Work instructions: Once more, print the records exactly as given.

*** Records for the exercise ***

PR #257, opened 2026-07-29
Re-pin the CLI at the twelve-check GitHub vocabulary (F-1132)

AFFFPupu:
`cli/package.json` moves to `@pome-sh/sdk@0.8.0` + `@pome-sh/twin-github@0.5.0`, so `pome checks github` serves **twelve** declared checks instead of eleven — gaining `github.no-unsupported-endpoint`, the tape-substrate check F-1076 declared. Both versions were already on npm, so this is a pin bump plus a CLI publish, not a package release.

## Why it's urgent

prod has served the twelve-check vocabulary since `v0.4.36`. `pome checks add` compares its vocabulary digest against the cloud's before writing — so `@pome-sh/cli@0.11.0` refuses **every** `github` criterion it is asked to write, not only the new one:

```
$ pome@0.11.0 checks add <file> --check github.file-exists --arg path=src/index.ts --arg repo=acme/api
Refusing to write: this CLI and the cloud disagree about github's vocabulary,
so a sentence written here might not be graded there.
      - github.no-unsupported-endpoint — the cloud has it, this CLI does not
```

The refusal is the handshake doing its job. Cloud-first is the ratified sequence, so this window was expected — this is its closing step.

## Verified against prod, not against a build

`cli-ci` runs `use-local-pome-tarballs.mjs`, which rewrites these pins to workspace tarballs. **CI is green on twelve checks either way and structurally cannot catch this skew** — so the verification below installed `cli/` deps from the real registry:

| | digest | checks |
|---|---|---|
| prod `api.pome.sh/v1/checks?twin=github` | `sha256:ae84a6…4694` | 12 |
| published `@pome-sh/cli@0.11.0` | `sha256:ff19d6…99e1` | 11 |
| **this branch** | `sha256:ae84a6…4694` | **12 — match** |

The same `checks add` command quoted above writes cleanly on this branch (exit 0), and `--check github.no-unsupported-endpoint` renders `- [code] No unsupported endpoint was called`.

## Not a breaking change for authored tasks

Diffed all eleven pre-existing checks between `twin-github@0.4.0` and `0.5.0`: zero drift in `id`, `template`, `params`, or `substrate`. Purely additive, so tasks written against `0.11.0` re-render unchanged. The digest moves only because a twelfth row joins the hash.

## Reviewer notes

- **The sdk pin is load-bearing, not tidiness.** The new declaration reads `CheckSubstrate.tape`, which does not exist before sdk `0.8.0` — `twin-github@0.5.0` resolving `sdk@0.7.0` would install a twin whose own check cannot compile.
- **One incidental line:** `cli/package-lock.json`'s own `version` field was left at `0.10.0` by the release bot (it bumps the manifest, not the lockfile) and catches up to `0.11.0` in the same `npm install`.
- `cli/package.json` `version` is untouched — the Changesets bot owns it.

## Checks run locally against the published pins

CI can't do this run, so it was done by hand:

- 746 tests / 86 files green; `typecheck` clean
- `gate:no-native`, `gate:no-eval` pass
- `npm publish --dry-run` + `npm pack`: the shipping tarball bundles `twin-github@0.5.0` and `sdk@0.8.0`
- `changeset status` → `@pome-sh/cli` at **minor** (matching the 0.11.0 precedent for the analogous 0.3→0.4 pin bump)

## Follow-up worth a ticket (not filed)

Nothing tracks the structural gap this exposed: **CLI CI tests the workspace, never the published pin.** That is why the skew reached users rather than a CI lane. F-940 (*Lane D: tsup bundling + single release pipeline*) is adjacent and may subsume it.


AFFFPupu:
Closes F-1132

*** End of Records for the exercise ***

Output for this exercise:
PR #257, opened 2026-07-29
Re-pin the CLI at the twelve-check GitHub vocabulary (F-1132)

AFFFPupu:
`cli/package.json` moves to `@pome-sh/sdk@0.8.0` + `@pome-sh/twin-github@0.5.0`, so `pome checks github` serves **twelve** declared checks instead of eleven — gaining `github.no-unsupported-endpoint`, the tape-substrate check F-1076 declared. Both versions were already on npm, so this is a pin bump plus a CLI publish, not a package release.

## Why it's urgent

prod has served the twelve-check vocabulary since `v0.4.36`. `pome checks add` compares its vocabulary digest against the cloud's before writing — so `@pome-sh/cli@0.11.0` refuses **every** `github` criterion it is asked to write, not only the new one:

```
$ pome@0.11.0 checks add <file> --check github.file-exists --arg path=src/index.ts --arg repo=acme/api
Refusing to write: this CLI and the cloud disagree about github's vocabulary,
so a sentence written here might not be graded there.
      - github.no-unsupported-endpoint — the cloud has it, this CLI does not
```

The refusal is the handshake doing its job. Cloud-first is the ratified sequence, so this window was expected — this is its closing step.

## Verified against prod, not against a build

`cli-ci` runs `use-local-pome-tarballs.mjs`, which rewrites these pins to workspace tarballs. **CI is green on twelve checks either way and structurally cannot catch this skew** — so the verification below installed `cli/` deps from the real registry:

| | digest | checks |
|---|---|---|
| prod `api.pome.sh/v1/checks?twin=github` | `sha256:ae84a6…4694` | 12 |
| published `@pome-sh/cli@0.11.0` | `sha256:ff19d6…99e1` | 11 |
| **this branch** | `sha256:ae84a6…4694` | **12 — match** |

The same `checks add` command quoted above writes cleanly on this branch (exit 0), and `--check github.no-unsupported-endpoint` renders `- [code] No unsupported endpoint was called`.

## Not a breaking change for authored tasks

Diffed all eleven pre-existing checks between `twin-github@0.4.0` and `0.5.0`: zero drift in `id`, `template`, `params`, or `substrate`. Purely additive, so tasks written against `0.11.0` re-render unchanged. The digest moves only because a twelfth row joins the hash.

## Reviewer notes

- **The sdk pin is load-bearing, not tidiness.** The new declaration reads `CheckSubstrate.tape`, which does not exist before sdk `0.8.0` — `twin-github@0.5.0` resolving `sdk@0.7.0` would install a twin whose own check cannot compile.
- **One incidental line:** `cli/package-lock.json`'s own `version` field was left at `0.10.0` by the release bot (it bumps the manifest, not the lockfile) and catches up to `0.11.0` in the same `npm install`.
- `cli/package.json` `version` is untouched — the Changesets bot owns it.

## Checks run locally against the published pins

CI can't do this run, so it was done by hand:

- 746 tests / 86 files green; `typecheck` clean
- `gate:no-native`, `gate:no-eval` pass
- `npm publish --dry-run` + `npm pack`: the shipping tarball bundles `twin-github@0.5.0` and `sdk@0.8.0`
- `changeset status` → `@pome-sh/cli` at **minor** (matching the 0.11.0 precedent for the analogous 0.3→0.4 pin bump)

## Follow-up worth a ticket (not filed)

Nothing tracks the structural gap this exposed: **CLI CI tests the workspace, never the published pin.** That is why the skew reached users rather than a CI lane. F-940 (*Lane D: tsup bundling + single release pipeline*) is adjacent and may subsume it.


AFFFPupu:
Closes F-1132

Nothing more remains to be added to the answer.